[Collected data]
____________

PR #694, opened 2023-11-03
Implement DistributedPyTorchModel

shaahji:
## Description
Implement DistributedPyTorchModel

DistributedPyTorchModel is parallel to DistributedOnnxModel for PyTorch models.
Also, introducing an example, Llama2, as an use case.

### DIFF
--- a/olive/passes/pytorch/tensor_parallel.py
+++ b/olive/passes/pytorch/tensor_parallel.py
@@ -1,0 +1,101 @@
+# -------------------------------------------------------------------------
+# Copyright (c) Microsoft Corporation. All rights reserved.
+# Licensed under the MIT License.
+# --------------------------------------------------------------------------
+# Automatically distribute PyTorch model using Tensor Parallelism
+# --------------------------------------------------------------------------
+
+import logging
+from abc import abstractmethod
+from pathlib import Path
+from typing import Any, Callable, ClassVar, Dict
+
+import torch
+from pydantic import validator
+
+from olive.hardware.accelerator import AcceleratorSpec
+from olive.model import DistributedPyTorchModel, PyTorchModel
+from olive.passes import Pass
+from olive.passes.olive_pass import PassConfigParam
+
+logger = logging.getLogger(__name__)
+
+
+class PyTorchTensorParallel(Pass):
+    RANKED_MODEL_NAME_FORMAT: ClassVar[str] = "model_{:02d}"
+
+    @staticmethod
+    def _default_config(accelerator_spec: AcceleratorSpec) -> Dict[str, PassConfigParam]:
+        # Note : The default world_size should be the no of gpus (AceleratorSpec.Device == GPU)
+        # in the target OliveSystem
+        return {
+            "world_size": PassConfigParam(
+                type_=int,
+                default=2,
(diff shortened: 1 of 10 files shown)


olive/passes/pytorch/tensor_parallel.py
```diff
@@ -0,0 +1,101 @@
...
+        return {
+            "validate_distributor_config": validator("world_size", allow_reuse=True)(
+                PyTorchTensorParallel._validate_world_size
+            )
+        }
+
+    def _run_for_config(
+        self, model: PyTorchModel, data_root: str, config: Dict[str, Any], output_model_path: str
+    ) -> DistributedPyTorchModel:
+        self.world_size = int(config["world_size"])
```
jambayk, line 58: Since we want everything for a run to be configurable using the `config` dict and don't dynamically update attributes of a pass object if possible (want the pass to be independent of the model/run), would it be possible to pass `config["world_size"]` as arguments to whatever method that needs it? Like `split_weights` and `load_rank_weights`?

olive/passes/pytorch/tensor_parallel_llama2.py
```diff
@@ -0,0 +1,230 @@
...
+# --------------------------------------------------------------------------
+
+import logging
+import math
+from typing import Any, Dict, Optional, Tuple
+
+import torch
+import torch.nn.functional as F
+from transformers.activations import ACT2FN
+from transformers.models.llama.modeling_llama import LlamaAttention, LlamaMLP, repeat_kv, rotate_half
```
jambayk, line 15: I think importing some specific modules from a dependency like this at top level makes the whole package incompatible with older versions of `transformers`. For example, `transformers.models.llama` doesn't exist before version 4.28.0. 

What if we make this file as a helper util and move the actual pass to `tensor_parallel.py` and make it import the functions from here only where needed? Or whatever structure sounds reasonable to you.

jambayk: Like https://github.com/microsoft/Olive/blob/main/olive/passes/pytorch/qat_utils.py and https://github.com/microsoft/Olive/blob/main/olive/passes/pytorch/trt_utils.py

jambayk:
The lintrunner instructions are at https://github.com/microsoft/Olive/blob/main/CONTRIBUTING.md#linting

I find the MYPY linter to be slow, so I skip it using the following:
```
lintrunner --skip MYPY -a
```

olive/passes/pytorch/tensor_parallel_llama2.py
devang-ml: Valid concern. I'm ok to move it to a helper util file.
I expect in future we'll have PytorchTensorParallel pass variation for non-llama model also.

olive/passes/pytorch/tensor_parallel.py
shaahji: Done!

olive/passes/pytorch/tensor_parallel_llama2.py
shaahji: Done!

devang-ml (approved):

____________

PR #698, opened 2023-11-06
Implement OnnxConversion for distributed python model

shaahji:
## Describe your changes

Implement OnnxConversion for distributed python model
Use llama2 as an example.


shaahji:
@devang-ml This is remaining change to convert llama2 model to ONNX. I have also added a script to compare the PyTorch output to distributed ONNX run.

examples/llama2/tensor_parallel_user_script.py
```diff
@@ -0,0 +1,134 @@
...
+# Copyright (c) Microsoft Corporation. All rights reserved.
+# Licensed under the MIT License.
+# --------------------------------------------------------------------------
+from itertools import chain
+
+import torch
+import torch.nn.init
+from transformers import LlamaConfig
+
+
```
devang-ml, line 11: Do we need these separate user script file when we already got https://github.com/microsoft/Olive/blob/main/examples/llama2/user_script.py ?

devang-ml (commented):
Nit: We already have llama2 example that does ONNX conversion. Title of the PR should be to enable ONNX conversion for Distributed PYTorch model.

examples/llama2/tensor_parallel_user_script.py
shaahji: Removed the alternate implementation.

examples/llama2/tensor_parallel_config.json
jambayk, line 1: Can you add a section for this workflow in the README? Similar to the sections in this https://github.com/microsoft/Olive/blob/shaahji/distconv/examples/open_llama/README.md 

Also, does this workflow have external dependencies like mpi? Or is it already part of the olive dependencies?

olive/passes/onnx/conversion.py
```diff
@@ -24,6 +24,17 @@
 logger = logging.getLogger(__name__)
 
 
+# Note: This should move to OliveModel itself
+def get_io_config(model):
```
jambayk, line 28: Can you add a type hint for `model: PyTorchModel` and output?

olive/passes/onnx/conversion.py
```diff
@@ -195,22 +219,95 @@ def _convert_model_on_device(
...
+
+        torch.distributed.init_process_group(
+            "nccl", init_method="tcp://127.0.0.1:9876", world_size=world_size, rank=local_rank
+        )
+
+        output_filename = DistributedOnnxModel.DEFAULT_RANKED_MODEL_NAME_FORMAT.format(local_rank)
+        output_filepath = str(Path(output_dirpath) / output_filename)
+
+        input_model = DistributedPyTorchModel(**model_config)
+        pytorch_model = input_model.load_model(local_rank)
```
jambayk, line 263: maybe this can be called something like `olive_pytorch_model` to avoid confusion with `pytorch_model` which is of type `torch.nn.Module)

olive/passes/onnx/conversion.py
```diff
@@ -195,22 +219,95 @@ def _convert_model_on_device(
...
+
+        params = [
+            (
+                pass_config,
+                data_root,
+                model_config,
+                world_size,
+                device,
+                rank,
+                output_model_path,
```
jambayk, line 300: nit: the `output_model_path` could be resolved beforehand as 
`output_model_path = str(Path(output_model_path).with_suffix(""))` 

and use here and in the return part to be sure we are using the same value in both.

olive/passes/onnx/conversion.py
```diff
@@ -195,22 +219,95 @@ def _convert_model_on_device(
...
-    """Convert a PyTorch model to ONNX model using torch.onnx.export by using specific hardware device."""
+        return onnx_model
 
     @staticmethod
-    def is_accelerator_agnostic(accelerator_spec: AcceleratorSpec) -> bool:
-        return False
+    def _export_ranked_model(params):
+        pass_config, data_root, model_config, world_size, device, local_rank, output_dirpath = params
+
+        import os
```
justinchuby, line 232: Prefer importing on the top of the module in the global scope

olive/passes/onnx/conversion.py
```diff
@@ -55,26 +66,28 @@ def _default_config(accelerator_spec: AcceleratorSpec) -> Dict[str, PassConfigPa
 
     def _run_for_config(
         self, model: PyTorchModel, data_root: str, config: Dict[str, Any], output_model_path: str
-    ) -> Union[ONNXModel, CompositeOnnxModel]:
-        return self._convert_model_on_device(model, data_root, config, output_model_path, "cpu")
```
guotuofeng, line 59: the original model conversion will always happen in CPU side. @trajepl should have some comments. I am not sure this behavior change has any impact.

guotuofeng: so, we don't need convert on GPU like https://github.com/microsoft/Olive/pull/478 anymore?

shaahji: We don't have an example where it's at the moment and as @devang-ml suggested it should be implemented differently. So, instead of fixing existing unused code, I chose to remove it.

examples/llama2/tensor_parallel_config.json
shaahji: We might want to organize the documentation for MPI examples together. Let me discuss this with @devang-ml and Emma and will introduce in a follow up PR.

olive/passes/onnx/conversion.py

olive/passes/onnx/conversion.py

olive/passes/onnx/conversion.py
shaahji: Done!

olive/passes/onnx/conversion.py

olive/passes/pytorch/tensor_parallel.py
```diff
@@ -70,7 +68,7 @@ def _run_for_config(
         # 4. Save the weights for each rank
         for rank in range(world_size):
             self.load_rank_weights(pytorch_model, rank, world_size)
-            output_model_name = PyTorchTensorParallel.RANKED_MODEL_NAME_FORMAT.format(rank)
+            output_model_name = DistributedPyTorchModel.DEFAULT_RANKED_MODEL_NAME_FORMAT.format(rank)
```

____________

— Exercise instructions —
Filter by the word "jambayk": copy every line of the data that holds it.

— Task answer —
jambayk, line 58: Since we want everything for a run to be configurable using the `config` dict and don't dynamically update attributes of a pass object if possible (want the pass to be independent of the model/run), would it be possible to pass `config["world_size"]` as arguments to whatever method that needs it? Like `split_weights` and `load_rank_weights`?
jambayk, line 15: I think importing some specific modules from a dependency like this at top level makes the whole package incompatible with older versions of `transformers`. For example, `transformers.models.llama` doesn't exist before version 4.28.0. 
jambayk: Like https://github.com/microsoft/Olive/blob/main/olive/passes/pytorch/qat_utils.py and https://github.com/microsoft/Olive/blob/main/olive/passes/pytorch/trt_utils.py
jambayk:
jambayk, line 1: Can you add a section for this workflow in the README? Similar to the sections in this https://github.com/microsoft/Olive/blob/shaahji/distconv/examples/open_llama/README.md 
jambayk, line 28: Can you add a type hint for `model: PyTorchModel` and output?
jambayk, line 263: maybe this can be called something like `olive_pytorch_model` to avoid confusion with `pytorch_model` which is of type `torch.nn.Module)
jambayk, line 300: nit: the `output_model_path` could be resolved beforehand as 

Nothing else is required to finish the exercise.